Debt of Honor
Every novel by Tom Clancy has been "a jaw-tightener and a nail-biter of the first order," as the San Diego Union described Without Remorse. But Debt of Honor surpasses them all, with Jack Ryan facing his greatest challenge -- against a peril that may become all too real.
In retrospect, it would seem an odd way to start a war. . .
The end of history. The new world order. Fine phrases, but as Jack Ryan is about to discover, history isn't dead yet - and only the nature of the threat is new.
On the Pacific island of Saipan, a wealthy Japanese businessman regards his new-bought land with satisfaction. In the Indian Ocean off Sri Lanka, a foreign navy begins a series of highly unusual exercises. At the headquarters of America's major stock-clearing corporation, an engineer brings a customized computer program on-line for the first time, and smiles at his own private joke. Three seemingly unrelated incidents, but all jus the first links in a chain of events that will stun the world.

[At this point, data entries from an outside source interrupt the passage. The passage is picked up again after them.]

PR #57, opened 2021-01-04
Request jitter

rccarper:
*Description of changes:*
* Adding jitter to max request count.

### DIFF
--- a/source/s3_client.c
+++ b/source/s3_client.c
@@ -771,6 +771,13 @@ static void s_s3_vip_sub_num_vip_connections_synced(struct aws_s3_vip *vip) {
     --vip->synced_data.num_vip_connections;
 }
 
+static void s_s3_client_vip_sub_num_vip_connections_synced(struct aws_s3_vip *vip) {
+    AWS_PRECONDITION(vip);
+    AWS_PRECONDITION(vip->owning_client);
+    ASSERT_SYNCED_DATA_LOCK_HELD(vip->owning_client);
+    --vip->synced_data.num_vip_connections;
+}
+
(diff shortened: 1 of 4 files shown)


source/s3_client.c
```diff
@@ -43,8 +44,9 @@ static const uint32_t s_s3_max_request_count_per_connection = 100;
 static const uint32_t s_connection_timeout_ms = 3000;
 
 /* TODO Provide analysis on origins of this value. */
-static const double s_throughput_per_vip_gbps = 6.25;
+static const double s_throughput_per_vip_gbps = 3.0;
 static const uint32_t s_num_connections_per_vip = 10;
+static const uint32_t s_max_request_jitter_range = 20;
```
justinboswell, line 49: Maybe just comment that this is 0.2 * 100, where 100 is the max per VIP, so the next poor bastard doesn't lose their mind in here

justinboswell (approved):
Fix-n-shipperooni

source/s3_client.c
```diff
@@ -1476,8 +1481,19 @@ static void s_s3_client_on_acquire_http_connection(
             *current_http_connection = NULL;
         }
 
+        AWS_ASSERT(s_s3_max_request_count_per_connection > s_max_request_jitter_range);
+
+        uint32_t jitter_value = 0;
```
JonathanHenson, line 1486: until we implement a faster random number generator that isn't hitting an entropy source directly everytime, can you make this as small as possible? In this case a uint8_t would be plenty.

JonathanHenson (approved):

justinboswell (approved):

Called out of retirement to serve as the new President's National Security Advisor, Jack Ryan quickly realizes that the problems of peace hare fully as complex as those of war. Enemies have become friends, friends enemies, and even the form of conflict has changed. What he cannot realize, however, is just how close the next conflict is. And when one of those new enemies readies a strike not only at America's territory, but at the heart of her economy, it is Ryan, with the help of CIA officers John Clark and Domingo Chavez, who must prepare an untested President to meet the challenge, if Ryan can only figure out how. For there is a debt of honor to be paid -- and the price will be terrifyingly high. . .
Debt of Honor is Tom Clancy's most timely and gripping novel yet. Filled with the exceptional realism and intricate plotting that are his hallmarks, it attests itself to the words of the St. Louis Post-Dispatch: "This man can tell a story."